What is expected: Nothing other than the lines from the one containing "Max-7, line 372: Also" through the close of the entries below should be printed, each exactly.

Input data:
PR #8495, opened 2024-09-24
Make parsec use $HOME/.config as the base configuration directory for the snap package

### LINKED ISSUE #8464: [🐛 | Bug]: If snap user remove the snap they lost their devices
### Parsec version tested on:

3.0.0

### Platforms tested on:

Linux

### Bug description:

Repro: 

> [!Caution]
> Be mindfull when trying to reproduce the bug, you will lose your devices!

1. Install parsec using snap:
   ```shell
   snap install parsec --channel=v3
   ```

2. Create a trial organization
3. Remove parsec
   ```shell
   snap remove parsec
   ```
4. Re-install parsec using snap (see step 1)
5. Observe your trial device no longer exist

## Explanation

On snap, the devices are stored under `~/snap/parsec/{version}/.config/parsec3/libparsec/devices`.

Upon removal of the snap, the folder `~/snap/parsec/{version}` will be removed alongside it.

### Relevant output:

_No response_

FirelightFlagboy:
Also migrate previous devices located in snap user data

Closes #8464

### DIFF
--- a/client/electron/scripts/snap_migrate_devices_from_snap_user_data.sh
+++ b/client/electron/scripts/snap_migrate_devices_from_snap_user_data.sh
@@ -1,0 +1,24 @@
+#!/bin/bash
+# This scripts copies device files (.keys) from the legacy device directory (based on $HOME/snap)
+# to the new device directory (based on $HOME/.config)
+
+config_dir=${PARSEC_BASE_CONFIG_DIR:-$HOME/.config}
+device_dir=$config_dir/parsec3/libparsec/devices
+mkdir -pv "$device_dir"
+# Iterate over device directory from all installed parsec snaps
+for old_device_dir in $(find "$HOME"/snap -type f -name '*.keys' 2>/dev/null | grep parsec | xargs dirname | sort | uniq); do
+    sentinel_file=$old_device_dir/.parsec-migrated-devices
+    # Skip directory if it contains the same devices that are stored in the sentinel file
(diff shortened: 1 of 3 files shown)


client/electron/scripts/snap_migrate_devices_from_snap_user_data.sh
```diff
@@ -0,0 +1,13 @@
+#!/bin/bash
+
```
mmmarcos, line 2:
```suggestion
# This scripts copies device files (.keys) from the legacy device directory (based on $HOME/snap)
# to the new device directory (based on $HOME/.config)

```

newsfragments/8464.bugfix.rst
```diff
@@ -0,0 +1,2 @@
+Fix for Linux snap's users where devices are removed when the snap is removed (``snap remove parsec``).
+The fix include set ``PARSEC_BASE_CONFIG_DIR`` to ``$HOME/.config`` and have a script that copy devices present in snap user data to the new location.
```
mmmarcos, line 2: The migration script would be executed on `install` or `refresh`, but not on `remove` is that so?
I would rephrase it a little bit:
```suggestion
Fix for lost devices when parsec snap is removed: devices are now stored in ``$HOME/.config`` and are independent from snap. Existing devices are migrated.
```

mmmarcos (changes requested):

mmmarcos (approved):
LGTM

Issue #8437, opened 2024-09-18
[🚀 | Feature request]: Go-to-home button is not always visible in customer area


vxgmichel:
### What you would like to accomplish

When a single organization is present in the customer area, only the "go to organization" button is visible.

### How the feature should work

"Go to home" should always be there, maybe as another button close to the "log out" button.

PR #8501, opened 2024-09-24
[MS] Made 'Go to home' button in client area accessible when an org is chosen

Ironicbay:
Closes https://github.com/Scille/parsec-cloud/issues/8437

### DIFF
--- a/client/src/views/client-area/ClientAreaSidebar.vue
+++ b/client/src/views/client-area/ClientAreaSidebar.vue
@@ -79,14 +79,18 @@
       <!-- button: go to organization -->
       <div
         class="organization-card-button custom-button custom-button-fill"
-        v-show="showMenu"
-        @click="goToHome"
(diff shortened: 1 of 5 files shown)


client/src/views/client-area/ClientAreaSidebar.vue
```diff
@@ -346,12 +368,12 @@ async function openOrganizationChoice(event: Event): Promise<void> {
   }
 }
 
+async function goToOrganization(): Promise<void> {
+  await navigateTo(Routes.Home, { skipHandle: true, query: { bmsOrganizationId: props.organization.parsecId } });
```
Max-7, line 372: Also add `replace: true` in both options.

Max-7 (approved):

NicoTuxx (changes requested):
Not what was expected

Max-7 (approved):

NicoTuxx (approved):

Output below:
Max-7, line 372: Also add `replace: true` in both options.

Max-7 (approved):

NicoTuxx (changes requested):
Not what was expected

Max-7 (approved):

NicoTuxx (approved):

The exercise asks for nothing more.